Most people have a relative or ancestor who either served in the military or fought during a specific war. Many researchers are unaware, however, that a significant distinction exists between volunteer soldiers and Regular soldiers, and that the two types of service are documented differently. Volunteers (citizen soldiers) were enlisted to serve during specific wars or national crises; hence, the National Archives has records of volunteers who fought in all the major conflicts from the Revolutionary War to the Philippine Insurrection of 1899-1902. Regular soldiers, by contrast, were the professional or career soldiers who served during peace and war.
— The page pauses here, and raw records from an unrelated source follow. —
PR #296, opened 2021-05-26
read config file from rake tests to set disable verify peer correctly

hershilpatel:
# Summary
Updating running tests from tasks.rake so it reads the config file

## New behavior
Now tasks.rake manually reads the config file to learn about verify_peer

## Testing guidance
Change the config's disable_verify_peer Run inferno tests from rake to test and confirm that USCCAP-01 is ommited

### DIFF
--- a/lib/tasks/tasks.rake
+++ b/lib/tasks/tasks.rake
@@ -7,7 +7,6 @@ require 'csv'
 require 'colorize'
 require 'optparse'
 require 'rubocop/rake_task'
-require 'yaml'
 
 require_relative '../app'
 require_relative '../app/endpoint'
@@ -78,10 +77,7 @@ def execute(instance, sequences)
     end
     instance.save!
 
-    # manually read config yaml file
-    config = YAML.load_file(ENV['INFERNO_CONFIG_FILE'] || 'config.yml')
-    disable_verify_peer = config['disable_verify_peer']
-
+    disable_verify_peer = Inferno::App::Endpoint.settings.disable_verify_peer
     sequence_instance = sequence.new(instance, client, disable_verify_peer)
     sequence_result = nil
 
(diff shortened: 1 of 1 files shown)


lib/tasks/tasks.rake
```diff
@@ -76,7 +77,12 @@ def execute(instance, sequences)
       end
     end
     instance.save!
-    sequence_instance = sequence.new(instance, client, false)
+
+    # manually read config yaml file
+    config = YAML.load_file(ENV['INFERNO_CONFIG_FILE'] || 'config.yml')
+    disable_verify_peer = config['disable_verify_peer']
```
arscan, line 83: Manually reading config file seems brittle.  I did some searching around how to leverage the work Sinatra is already doing here and came across a [SO question/answer with an example](https://stackoverflow.com/questions/36507763/how-to-access-sinatra-custom-settings-from-service) which led me to:

```
Inferno::App::Endpoint.settings.disable_verify_peer
```
That seems to work for me.  Have you tried this?

arscan (changes requested):

arscan:
I came across a pretty easy way to leverage Sinatra's built in config parsing, instead of separately re-reading the config file as is done here.  Since @hershilpatel is out this week, I've made the change.  FYI @okeefm -- do you see any downside to this alternate approach?

okeefm (approved):
Works for me; if I change the value in `config.yml`, I see it change in `tasks.rake` if I pry into it.

okeefm:
I can't think of any particular downsides. I think the code in `Inferno::App::Endpoint` is already getting executed either way, since we require it, so it's not like there's any side-effects that weren't already happening.

arscan (approved):

PR #300, opened 2021-06-04
Update changelog, version, and matrix.

arscan:
The **Inferno Program Edition v1.6.1** release fixes one test issue that may incorrectly cause systems to fail tests. It also includes a number of fixes not directly related to test execution. Systems that passed tests in Inferno Program Edition v1.6.0 should continue to pass in v1.6.1.

Updates in this version include:

* Fixes issue where BCP:13 code validation incorrectly fails systems that include optional MIME Type parameters, such as "charset=UTF-8".
* Fixes issue introduced in v1.6.0 that prevents new installations of Inferno from generating the necessary terminology files used for terminology validation.
* Fixes issue that prevented the command line interface from disabling TLS Peer Validation, which often isn't necessary for CI-related tests.


okeefm (approved):
Proofread the PR text and the text in the ERB template. Ensured the Excel file will open, but did not verify accuracy of every cell. Looks good.

PR #305, opened 2021-06-14
FI-1192: Fix search calls

Jammjammjamm:
# Summary
The access verification sequences were passing a string instead of a fhir model to `FHIR::Client#search`, which was causing errors to be logged.

## Code changes
Fixed the template for these sequences to use a `FHIR::Model` class rather than a string in their search calls. Also, #283 added some code directly to a generated sequence, so I moved it into the template.

## Testing guidance
When running the verify unrestricted access sequence, you shouldn't see these error messages in the logs:
```
ERROR | Inferno | Failed to parse application/fhir+json as resource Procedure: undefined method `ancestors' for "Procedure":String
```

### DIFF
--- a/generator/uscore/templates/access_verify_sequence.rb.erb
+++ b/generator/uscore/templates/access_verify_sequence.rb.erb
@@ -115,8 +115,11 @@ module Inferno
       end
 
       def scope_granting_access(resource, scopes)
-        scopes.split(' ').find do |scope| 
-          ['patient/*.read', 'patient/*.*', "patient/#{resource}.read", "patient/#{resource}.*"].include? scope
+        non_patient_compartment_resources = ['Encounter', 'Device', 'Location', 'Medication', 'Organization',
+          'Practitioner', 'PractitionerRole', 'RelatedPerson']
+        scopes.split(' ').find do |scope|
+          return true if non_patient_compartment_resources.include?(resource) && ["user/#{resource}.read", "user/#{resource}.*"].include?(scope)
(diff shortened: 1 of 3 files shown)


generator/uscore/templates/access_verify_sequence.rb.erb
```diff
@@ -115,8 +115,11 @@ module Inferno
       end
 
       def scope_granting_access(resource, scopes)
-        scopes.split(' ').find do |scope| 
-          ['patient/*.read', 'patient/*.*', "patient/#{resource}.read", "patient/#{resource}.*"].include? scope
+        non_patient_compartment_resources = ['Encounter', 'Device', 'Location', 'Medication', 'Organization',
+          'Practitioner', 'PractitionerRole', 'RelatedPerson']
+        scopes.split(' ').find do |scope|
+          return true if non_patient_compartment_resources.include?(resource) && ["user/#{resource}.read", "user/#{resource}.*"].include?(scope)
+          ['patient/*.read', 'patient/*.*', "patient/#{resource}.read", "patient/#{resource}.*"].include?(scope)
```
arscan, line 122: Ah, good catch, I find it surprising that this happened -- this must be the first time we've regenerated tests since I made this update.  I looked through the code and it's a situation where `non_patient_compartment_resources` elements will never be passed into this method in the restricted sequence, so there should be no effect to having this code in here (except for generation to not clobber the unrestricted sequence, where we need it).

arscan (approved):
Looks good.  Tried out both single patient launch sequences and didn't see the errors.  Also tried a few situations where I knew it would fail (and it did properly).

okeefm (approved):
Tested; no longer see those messages when running the unrestricted access verify sequence.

They also fought in all of the major wars from 1775 to 1902, but their service was continuous; their units carried on in peacetime while the volunteer regiments disbanded.
Volunteer soldiers are documented in the Compiled Military Service Records (CMSRs), which contain all of their enlistment (muster-in) and discharge (muster-out) information. The War Department recorded the service of Regular soldiers in the Register of Enlistments (ARC ID 575272), which also showed the beginning and end of their terms of service. More information about both types of military service records is available on the Archival Research Catalog (ARC).
In the twentieth century and beyond, volunteer or citizen soldiers became a thing of the past (at least in the old sense) as the U.S. military conducted all of the fighting in America’s major wars (although you could now make a case for the National guardsmen who have been called to serve in Iraq and Afghanistan). The records of twentieth-century soldiers are probably a good subject for a separate blog!